Investors will remain vigilant as several key events and economic data releases are anticipated in the coming days and week.
- Upcoming Economic Data and Policy Announcements: The most anticipated domestic event is the Reserve Bank of India's Monetary Policy Committee (MPC) decision, expected on Wednesday, August 6, 2025. Investors will closely watch for signals on future monetary policy given the declining inflation. HSBC Composite and Services PMI Final for July are also due on August 5th.
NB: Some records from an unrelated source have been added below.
PR #16005, opened 2025-07-14
Correctly set project of private image remote on init/launch/refresh

markylaing:
In #15957 I disallowed creation of image secrets for images that are not in the default project. This turns out to be a mistake because it's possible to download a private image from any project (as exemplified by `lxc image copy`). In any case, the change caused a test failure in `clustering_groups` that took a little while to investigate.

The line that failed is https://github.com/canonical/lxd/blob/7c479927ae89ca218338abc9cdbf527725eeaef5/test/suites/clustering.sh#L4058

The command expects to initialise instance `c1` on remote `cluster` in project `foo`. The `testimage` is an alias of the busybox image that was imported earlier in the suite to the default remote; the image is private.

The only reason that this command currently succeeds is that the busybox image was imported into the `default` project in the `cluster` remote earlier in the suite. Here is a run down of what is happening:
1. Client queries `(local) GET /1.0`.
2. Client queries `(local) GET /1.0/images/aliases/testimage?project=foo` on the local remote. 
    - This is because the `--project` flag is being applied to both the image and instance remotes.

Further updates on US-India trade talks will remain crucial.
- Earnings Season Trends: The Q1 FY26 earnings season is in full swing, and company results will continue to be a major driver of stock-specific movements. Investors should watch for companies demonstrating strong revenue and profit growth.
- Geopolitical Developments: The ongoing developments regarding US tariffs on India and broader US trade policy will continue to be closely monitored. Any further statements or clarity on the temporary nature of tariffs or progress in bilateral trade talks could significantly influence sentiment.
The Indian stock market on August 1, 2025, faced significant pressure, closing in negative territory, with the Sensex down 0.72% at 80,599.91 and the Nifty 50 down 0.82% at 24,565.35. The dominant factor was the implementation of new US tariffs on Indian imports, which continued to weigh heavily on export-oriented sectors.
However, the market showed resilience thanks to robust buying by Domestic Institutional Investors (DIIs), who were net buyers of ₹6,171 crore, significantly offsetting the continued selling by Foreign Institutional Investors (FIIs), who were net sellers of ₹5,538.19 crore. This marked a historic shift in market ownership dynamics, with DIIs now holding more ownership than FIIs in listed Indian equities.
The IPO market remained robust, with NSDL's IPO seeing strong subscription on its final day and Patel Chem Specialities making a solid debut on the SME platform. Individual stock performance was primarily driven by Q1 FY26 earnings, with strong results boosting some stocks like Hindustan Unilever, while others like Sun Pharmaceutical declined due to weaker performance or tariff concerns.
Looking ahead, the Reserve Bank of India's upcoming Monetary Policy Committee meeting and the ongoing earnings season will be key domestic drivers. Global trade tensions and rupee volatility will also remain crucial factors for investors to monitor.